About this task:
Write out again each line of the material below, unchanged, from the first one to the line that holds "-16,7 +16,7 @@ use compositor_render::RendererOptions;".

Supplied entries:

PR #536, opened 2024-04-24
Simplify handling EOS

### LINKED ISSUE #532: Rework renderer thread code to warn only if channel is closed but EOS was not yet sent

wkozyra95:
Closes #532

### DIFF
--- a/compositor_pipeline/src/pipeline.rs
+++ b/compositor_pipeline/src/pipeline.rs
@@ -16,7 +16,7 @@ use compositor_render::RendererOptions;
 use compositor_render::{error::UpdateSceneError, Renderer};
 use compositor_render::{EventLoop, InputId, OutputId, RendererId, RendererSpec};
 use crossbeam_channel::{bounded, Receiver};
-use tracing::{debug, error, info, trace, warn};
+use tracing::{error, info, trace, warn};
 
 use crate::audio_mixer::AudioMixer;
 use crate::audio_mixer::MixingStrategy;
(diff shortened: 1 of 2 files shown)


compositor_pipeline/src/pipeline/pipeline_output.rs
```diff
@@ -107,6 +112,73 @@ impl Pipeline {
...
+    pub(super) fn get_output_video_sender(
+        pipeline: &Arc<Mutex<Pipeline>>,
+        output_id: &OutputId,
+    ) -> Option<Sender<PipelineEvent<Frame>>> {
+        let mut guard = pipeline.lock().unwrap();
+        let Some(output) = guard.outputs.get_mut(output_id) else {
+            warn!(
+                ?output_id,
+                "Failed to send output frame. Output does not exists.",
+            );
```
WojciechBarczynski, line 125: If I understand correctly, those logs can happen even if there is no error. In the case of output unregistering, outputs may be unregistered in the middle of the rendering/mixing, because mixer/renderer are working on a different threads than the pipeline, causing those logs to appear. Since this is a warning, not an error, I don't have a strong opinion on that, but it seems weird to display warn logs in perfectly normal situations. I noticed this kind of log once while working on demos.

wkozyra95: Yes, I prefer to keep this warning. If we want to avoid false positives we could call this method before render on all outputs. But this would requires some refactor, because if we take that approach we can't always unregister_output when this function returns None

compositor_pipeline/src/pipeline.rs
```diff
@@ -317,6 +318,19 @@ fn run_renderer_thread(
...
+        let output_frame_senders: HashMap<_, _> = output_ids
+            .into_iter()
+            .filter_map(|id| {
+                let Some(sender) = Pipeline::get_output_video_sender(&pipeline, &id) else {
+                    renderer.unregister_output(&id);
+                    return None;
+                };
+                Some((id, sender))
+            })
+            .collect();
```
WojciechBarczynski, line 332:
```suggestion
        let output_frame_senders: HashMap<_, _> = pipeline
            .lock()
            .unwrap()
            .outputs
            .keys()
            .filter_map(|id| {
                let Some(sender) = Pipeline::get_output_video_sender(&pipeline, id) else {
                    renderer.unregister_output(id);
                    return None;
                };
                Some((id.clone(), sender))
            })
            .collect();
```

WojciechBarczynski (approved):

compositor_pipeline/src/pipeline.rs
```diff
@@ -385,40 +374,29 @@ fn run_audio_mixer_thread(
...
+        let output_samples_senders: HashMap<_, _> = output_ids
+            .into_iter()
+            .filter_map(|output_id| {
+                let Some(sender) = Pipeline::get_output_audio_sender(&pipeline, &output_id) else {
+                    audio_mixer.unregister_output(&output_id);
+                    return None;
+                };
+                Some((output_id, sender))
+            })
+            .collect();
```
WojciechBarczynski, line 388: same

compositor_pipeline/src/pipeline.rs
WojciechBarczynski: Nevermind, I haven't noticed this send in `get_output_video_sender`

WojciechBarczynski (approved):

PR #547, opened 2024-04-26
Wgpu ctx init more friendly

ludolpif:
By asking wgpu adapter.features() before adapter.request_device(..., required_features), don't let panic on missing feature but error!() and return Err(CreateWgpuCtxError::NoAdapter).
Output log contains no less nor more details with this PR. May create room to future improvements like : try another adapter or let start without some non-critical features.


wkozyra95:
Closing in favor of https://github.com/membraneframework/live_compositor/pull/548

PR #548, opened 2024-04-26
Wgpu ctx init more laxist

ludolpif:
By splitting required_features into critical_features and nominal_mode_features and adding a bit of logic, let compositor start in a degraded mode on poor's man/hw instead of not running at all if it will affect only some functionalities of the compositor.

### DIFF
--- a/compositor_render/src/wgpu/ctx.rs
+++ b/compositor_render/src/wgpu/ctx.rs
@@ -71,7 +71,7 @@ impl WgpuCtx {
         }
         let required_features =
             wgpu::Features::TEXTURE_BINDING_ARRAY | wgpu::Features::PUSH_CONSTANTS;
-        let nominal_mode_features =
+        let optional_features =
             wgpu::Features::SAMPLED_TEXTURE_AND_STORAGE_BUFFER_ARRAY_NON_UNIFORM_INDEXING
                 | wgpu::Features::UNIFORM_BUFFER_AND_STORAGE_TEXTURE_ARRAY_NON_UNIFORM_INDEXING;
 
--- a/compositor_render/src/wgpu/ctx.rs
+++ b/compositor_render/src/wgpu/ctx.rs
@@ -82,8 +82,7 @@ impl WgpuCtx {
         }
         let missing_nominal_mode_features = nominal_mode_features.difference(adapter.features());
         if !missing_nominal_mode_features.is_empty() {
-            error!("Selected adapter or it's driver don't support nominal mode wgpu {missing_nominal_mode_features:?}.");
-            error!("Starting in degraded mode, some valid and correct user shaders may not able to run on this adapter.");
+            error!("Selected adapter or its driver does not support optional wgpu features. Missing features: {missing_optional_features:?}).");
         }
         let required_features = critical_features
             .union(nominal_mode_features.difference(missing_nominal_mode_features));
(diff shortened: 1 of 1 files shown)


compositor_render/src/wgpu/ctx.rs
```diff
@@ -69,6 +69,24 @@ impl WgpuCtx {
...
+
+        let missing_critical_features = critical_features.difference(adapter.features());
+        if !missing_critical_features.is_empty() {
+            error!("Selected adapter or it's driver don't support critical wgpu {missing_critical_features:?}. Aborting.");
+            return Err(CreateWgpuCtxError::NoAdapter);
+        }
+        let missing_nominal_mode_features = nominal_mode_features.difference(adapter.features());
+        if !missing_nominal_mode_features.is_empty() {
+            error!("Selected adapter or it's driver don't support nominal mode wgpu {missing_nominal_mode_features:?}.");
+            error!("Starting in degraded mode, some valid and correct user shaders may not able to run on this adapter.");
```
wkozyra95, line 86:
```suggestion
            error!("Selected adapter or its driver does not support optional wgpu features. Missing features: {missing_optional_features:?}).");
```

wkozyra95 (changes requested):
Configuring wgpu features will need to be reworked, but if this resolves your problem I'm ok with this approach in the meantime.

ludolpif:
All changes committed, thanks for the time taken.

compositor_render/src/wgpu/ctx.rs
```diff
@@ -69,6 +69,23 @@ impl WgpuCtx {
             error!("Selected adapter is CPU based. Aborting.");
             return Err(CreateWgpuCtxError::NoAdapter);
         }
+        let required_features =
```
wkozyra95, line 72: I did not comment specifically on each variable, but I would expect that if you change this variable name that you also will change `missing_critical_features`.
The same applies to other cases like this.

compositor_render/src/wgpu/ctx.rs
```diff
@@ -69,6 +69,23 @@ impl WgpuCtx {
...
+        let missing_critical_features = critical_features.difference(adapter.features());
+        if !missing_critical_features.is_empty() {
+            error!("Selected adapter or its driver does not support required wgpu features. Missing features: {missing_critical_features:?}).");
+            return Err(CreateWgpuCtxError::NoAdapter);
+        }
+        let missing_nominal_mode_features = nominal_mode_features.difference(adapter.features());
+        if !missing_nominal_mode_features.is_empty() {
+            error!("Selected adapter or its driver does not support optional wgpu features. Missing features: {missing_optional_features:?}).");
+        }
+        let required_features = critical_features
```
wkozyra95, line 87: There is no `critical_features` variable, this will no compile

wkozyra95 (changes requested):

compositor_render/src/wgpu/ctx.rs
ludolpif: Solved in 6ecc7e356fd1d0eab9ee220c198dd067446f7103.
Note : with critical_features renamed to required_features as asked, I need to find a third name for the result of the computation of required + optional - missing_optional. I choose requested_features. I pass requested_features var to the required_feature arg of wgpu adapter.request_device() creating of slightly misleading naming thing. It seems reusing required_features name was worse.

ludolpif:
Note that the log lines repeats feature twice with the new messages:
```
2024-04-29T18:23:47.777885Z ERROR compositor_render::wgpu::ctx:
   Selected adapter or its driver does not support optional wgpu features.
   Missing features: Features(UNIFORM_BUFFER_AND_STORAGE_TEXTURE_ARRAY_NON_UNIFORM_INDEXING)).
```

compositor_render/src/wgpu/ctx.rs
wkozyra95: You did not have to change that variable name, rust supports shadowing and it's relatively common to use it, but requested_feature is fine too.

wkozyra95 (approved):

PR #554, opened 2024-05-06
[docs] Rewrite markdown docs generation

noituri:
- I removed `GenerationStrategy` trait in favor of `overrides` hash map field in `DocsConfig`
  - You can override markdown generation for specific types (like here)
- Rewritten markdown generation
  - Typescript definition generation is easier to read
  - Generating properties under type definition is better than the previous implementation but there are a lot of different corner cases which make it hard to understand


src/bin/generate_docs/schema_parser.rs
noituri, line 1: Nothing really changed here. Moved some functions around and removed `SchemaParser` struct (now there's `parse_schema` function)

src/bin/generate_docs/generation.rs
```diff
@@ -0,0 +1,88 @@
...
+
+    pub fn inc_indent(&mut self) {
+        self.indent += Self::INDENT_SIZE;
+    }
+
+    pub fn dec_indent(&mut self) {
+        self.indent -= Self::INDENT_SIZE;
+    }
+
+    pub fn calculate_generation_length<F: Fn(&mut MarkdownGenerator)>(&self, f: F) -> usize {
```
wkozyra95, line 77: It's a hack. but I suspect separating serialization and keeping track of indents would be hard if writing was not handled together with serialization.

So in the end I'm fine with leaving this if there is no good alternative

wkozyra95 (commented):
Overall looks good, just few naming changes

src/bin/generate_docs/generation/properties.rs
```diff
@@ -0,0 +1,138 @@
...
+        let name = definition.name.clone();
+
+        match &definition.kind {
+            Kind::Object { fields } => self.generate_object_properties(fields.clone()),
+            Kind::Union(variants) => self.generate_union_properties(name, variants.clone()),
+            _ => {}
+        }
+    }
+
+    pub fn generate_object_properties(&mut self, fields: Vec<(String, TypeDefinition)>) {
```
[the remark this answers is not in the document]
noituri: They can be private unless they're used inside overrides

src/bin/generate_docs/definition.rs
```diff
@@ -49,6 +38,12 @@ impl TypeDefinition {
         let desc1 = self.description.clone();
         let desc2 = other.description.clone();
 
+        let name = if other.name.is_some() {
+            other.name.clone()
+        } else {
+            self.name.clone()
+        };
```
wkozyra95, line 45:
```suggestion
        let name = other.name.or(self.name).clone();
```
Wouldn't sth like this work?

Also can you add comment explaining what other.name and self.name represents, when would you see one specified and when the other?

src/bin/generate_docs/definition.rs
```diff
@@ -49,6 +38,12 @@ impl TypeDefinition {
         let desc1 = self.description.clone();
```
wkozyra95, line 38: can you add comment to the function description with an example of what could be merged (and why it makes sense)?

src/bin/generate_docs/definition.rs
noituri: Actually, `self.name` is always `None` because `self` always represents an anonymous type (the method was always used on anonymous types).

I removed the whole method. I think it's easier to understand the code when it's placed directly where it's used.

wkozyra95 (approved):

PR #556, opened 2024-05-07
Add tile transition example animation

wkozyra95:
20240508_12h45m16s_grim


WojciechBarczynski (approved):
LGTM
I would change the colors of `input_2` and `input_3` to more distinctive ones (they are pretty similar).

noituri (approved):

PR #577, opened 2024-05-27
Update website content

WojciechBarczynski:


docs/src/pages/index.tsx
```diff
@@ -91,7 +99,80 @@ function HomepageHeader() {
...
 
-function ProsCards() {
+function HowItWorks() {
+  return (
+    <div className="container margin-top--md">
+      <Heading as="h1" className="margin-bottom--md text--center text--primary">
+        How it works?
+      </Heading>
+      <p className={clsx('text--center', styles.sectionSubheading)}>
+        Send inputs as RTP streams or MP4 files. Configure mixing with HTTP requests. Get the mixed
```
wkozyra95, line 109: I'm not realy sure what, but maybe we could do sth different than putting that in a single line? Maybe bullet points?

docs/src/pages/index.tsx
```diff
@@ -183,33 +266,40 @@ function Features() {
...
       <Feature
-        text="WebGPU APIs"
-        secondaryText="Utilize existing WebGPU-based components or craft your own WGSL shader to achieve any desired effect and directly leverage GPU parallel processing capabilities."
+        text="Built-in components"
+        secondaryText="Use built-in components to process streams, render text, images, GIFs or websites, and combine them into output streams."
+        image={<FaPuzzlePiece className={styles.featureIcon} style={{ fontSize: 80 }} />}
+      />
+
+      <Feature
+        text="Highly customizable"
```
wkozyra95, line 282: WebGPU logo does not fit here with this title. Either change logo or title. I personally would prefer to keep this point specific about WebGPU

docs/src/pages/index.tsx
```diff
@@ -183,33 +266,40 @@ function Features() {
...
+
+      <Feature
+        text="Smooth transitions"
+        secondaryText="Smoothly transition layouts with animations using built-in transition mechanism."
+        image={<GiFeather className={styles.featureIcon} style={{ fontSize: 80 }} />}
+      />
+
       <Feature
         text="Real-time processing"
         secondaryText="Process live video streams in real-time with low latency. Blazingly fast processing makes video conferencing, live-streaming, and broadcasting an everyday bread and butter for Live Compositor."
```
wkozyra95, line 295: I would consider removing "Blazingly fast processing makes video conferencing, live-streaming, and broadcasting an everyday bread and butter for Live Compositor.". It sounds a bit weird.

wkozyra95 (changes requested):

docs/docusaurus.config.ts
```diff
@@ -21,6 +21,7 @@ const config: Config = {
   onBrokenMarkdownLinks: 'throw',
   onBrokenAnchors: 'throw',
   trailingSlash: false,
+  staticDirectories: ['static'],
```
wkozyra95, line 24: this is already static directory by default

docs/static/img/how_it_works.png
wkozyra95, line 1: Change the colors, blue on the red background does not look good

docs/docusaurus.config.ts
```diff
@@ -72,9 +72,18 @@ const config: Config = {
       },
       items: [
         {
-          href: 'https://github.com/membraneframework/live_compositor',
+          label: 'Docs',
```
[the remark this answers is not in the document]
WojciechBarczynski: I fixed it by creating SVGs that look like buttons. This looks way better now.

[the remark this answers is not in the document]
wkozyra95: - It looks like you are using a pure white color which contrasts too much. I would use the same color as for text or even something dimmer (or brighter on light theam)
- Spacing between docs-github is inconsistent with spacing between github-theme switch

docs/src/pages/index.tsx
```diff
@@ -183,33 +259,46 @@ function Features() {
...
         image={wgpuLogo}
       />
+
       <Feature
-        text="Real-time processing"
-        secondaryText="Process live video streams in real-time with low latency. Blazingly fast processing makes video conferencing, live-streaming, and broadcasting an everyday bread and butter for Live Compositor."
-        image={<MdLiveTv className={styles.featureIcon} style={{ fontSize: 80 }} />}
-        inverted
+        text="Animated transitions"
+        secondaryText="Dynamically change the composition with customizable animated transitions."
```
wkozyra95, line 288:
```suggestion
        secondaryText="Apply scene changes with animated transitions."
```
or maybe `Trigger`, `Run` (not really sure what fits better)
scene<->composition would also be fine, but i think scene is intuitive enough on it's own and this is the term we use in docs

docs/src/pages/index.tsx
```diff
@@ -183,33 +259,46 @@ function Features() {
...
+        image={<MdLiveTv className={styles.featureIcon} style={{ fontSize: 80 }} />}
       />
+
       <Feature
-        text="Web rendering"
-        inverted
-        secondaryText="You can render any website and combine it with video streams or other elements using the Chromium browser embedded inside the compositor."
-        image={<FaChrome className={styles.featureIcon} style={{ fontSize: 80 }} />}
+        text="Offline processing"
+        secondaryText="You can also use LiveCompositor for non-real-time use cases, like mixing MP4 files."
```
wkozyra95, line 300: Rewrite this sentence in a similar style as other features.

wkozyra95:
Also, I think it's important to mention that we have audio support

docs/docusaurus.config.ts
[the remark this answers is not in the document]
WojciechBarczynski: It's `var(--ifm-navbar-link-color)` configurable in the `custom.css` file. I think this color looks fine. It's the same color that the mode selector next to it uses

docs/src/pages/index.tsx
```diff
@@ -183,44 +264,120 @@ function Features() {
...
+            </Heading>
+          </div>
+          <div className="card__body container">
+            <p>
+              LiveCompositor can be deployed as a standalone server. Language-agnostic API allows
+              you to seamlessly integrate it into your existing solutions. Docker images and
+              deployment section in docs are meant to make the deployment process as easy as
+              possible.
+            </p>
+            <div className="row margin--sm" style={{ justifyContent: 'center' }}>
```
wkozyra95, line 336: - I don't think this looks good
  - centering those buttons on large screens looks weird (it looks fine on small screens)
  - I'm not convinced that you want to style the differently (but I also don't object if you want)
  - They fill too large, too much out of place compared to other elements next to it.
  
It's hard to say what to do without seeing how it will look, but I would suggest changing alignment to left or right, and keeping minimal width based on content instead of stretching it static width. The same as about us card

docs/src/pages/index.tsx
```diff
@@ -234,38 +391,60 @@ function IntegrationMembranePlugin() {
...
+              <Link
+                className={clsx(
+                  'button',
+                  'button--primary',
+                  'button--lg',
+                  'margin--sm',
+                  'col',
+                  styles.hoverPrimary
+                )}
+                to="https://hexdocs.pm/membrane_video_compositor_plugin/Membrane.VideoCompositor.html">
```
wkozyra95, line 408: Don't link to old plugin

docs/src/pages/index.tsx
```diff
@@ -183,44 +264,120 @@ function Features() {
...
+                  'button',
+                  'button--secondary',
+                  'button--outline',
+                  'button--lg',
+                  'margin--sm',
+                  'col',
+                  styles.hoverSecondary
+                )}
+                to="https://github.com/membraneframework/live_compositor/tree/master/build_tools/docker">
+                <IconContext.Provider value={{ style: { verticalAlign: 'middle' } }}>
```
wkozyra95, line 361: This link is to dockefiles not docker images, it's not the same thing

docs/src/pages/index.tsx
```diff
@@ -234,38 +391,60 @@ function IntegrationMembranePlugin() {
...
+                  'button--outline',
+                  'button--lg',
+                  'margin--sm',
+                  'col',
+                  styles.hoverSecondary
+                )}
+                to="https://github.com/membraneframework/membrane_live_compositor_plugin">
+                <IconContext.Provider value={{ style: { verticalAlign: 'middle' } }}>
+                  <FaGithub style={{ marginRight: 5 }} />
+                  Plugin repo
```
wkozyra95, line 427: I would avoid abbreviations like repo, at least on the main page. 

Plugin repository/Sources/Repository/View on GitHub

docs/src/css/custom.css
```diff
@@ -29,6 +29,46 @@
...
+  padding: 0px;
+  margin-right: 10px;
+}
+
+.navbar-docs-link {
+  padding: 0px;
+  margin-right: 10px;
+}
+
+.navbar-github-link::before {
```
wkozyra95, line 42: did you change the color of those icons in the navbar? I don't see the difference.

wkozyra95: ok never mind I see your comment. I still think it should be less contrasting, but I don't have a strong opinion, so it's up to you.

docs/index.d.ts
```diff
@@ -0,0 +1,4 @@
+declare module '*.png';
```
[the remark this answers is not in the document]
wkozyra95: This feels wrong, but apparently, this is the correct approach.

wkozyra95 (approved):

Result of the exercise:
PR #536, opened 2024-04-24
Simplify handling EOS

### LINKED ISSUE #532: Rework renderer thread code to warn only if channel is closed but EOS was not yet sent

wkozyra95:
Closes #532

### DIFF
--- a/compositor_pipeline/src/pipeline.rs
+++ b/compositor_pipeline/src/pipeline.rs
@@ -16,7 +16,7 @@ use compositor_render::RendererOptions;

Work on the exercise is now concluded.